Como pode ser isso? Ela queria perguntar, mas ela já havia acabado com suas perguntas.
A velha no entanto não havia terminado para ela.
— O ouro deve ser as suas coroas e suas mortalhas, — disse ela.
— E quando suas lágrimas te afogarem, o valonqar deve envolver as mãos sobre sua garganta pálida e sufoca-la até a morte.
— O que é um valonqar? Um monstro? — A menina de ouro não estava gostando da previsão. — Você é uma mentirosa, uma sapa e uma selvagem velha e fedida, e eu não acredito em nenhuma palavra do que você diz.
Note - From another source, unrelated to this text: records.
PR #517, opened 2018-08-20
Support S3 as event source for functions

SiniWilson:
### Requirements

User should be able to select S3 as function triggers.


svidhani:
I have not reviewed this. Please do not merge PRs until owners have reviewed it.

PR #518, opened 2018-08-20
Assets/pagination

deepusundar:
### Requirements

### DIFF
--- a/core/jazz_metrics/index.js
+++ b/core/jazz_metrics/index.js
@@ -132,7 +132,7 @@ function getToken(config) {
 function getAssetsDetails(config, eventBody, authToken) {
   return new Promise((resolve, reject) => {
     var asset_api_options = {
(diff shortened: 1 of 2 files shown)


core/jazz_metrics/index.js
```diff
@@ -132,7 +132,7 @@ function getToken(config) {
 function getAssetsDetails(config, eventBody, authToken) {
   return new Promise((resolve, reject) => {
     var asset_api_options = {
-      url: config.SERVICE_API_URL + config.ASSETS_URL + "?domain=" + eventBody.domain + "&service=" + eventBody.service + "&environment=" + eventBody.environment,
+      url: config.SERVICE_API_URL + config.ASSETS_URL + "?domain=" + eventBody.domain + "&service=" + eventBody.service + "&environment=" + eventBody.environment + "&limit=-1",
```
svidhani: why is this being done?

deepusundar: This fix is to pull all the assets for a service and environment.  The previous version assumed that a service won't be having too many assets created and ideally it will be less than max limit set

Saia Melara. Ela não vale a pena ser ouvida.
— Eu tenho três pergunts também, — insistiu a amiga. E quando Cersei puxou seu braço, ela se contorceu e se livrou, e voltou para a velha. — Vou casa com Jaime? — Ela deixou escapar.
Sua garota estúpida, a Rainha pensou, com raiva até mesmo agora. Jaime não sabe nem que você existe. Naquela época, seu irmão vivia apenas para espadas, cães e cavalos ... e para ela, sua irmã gêmea.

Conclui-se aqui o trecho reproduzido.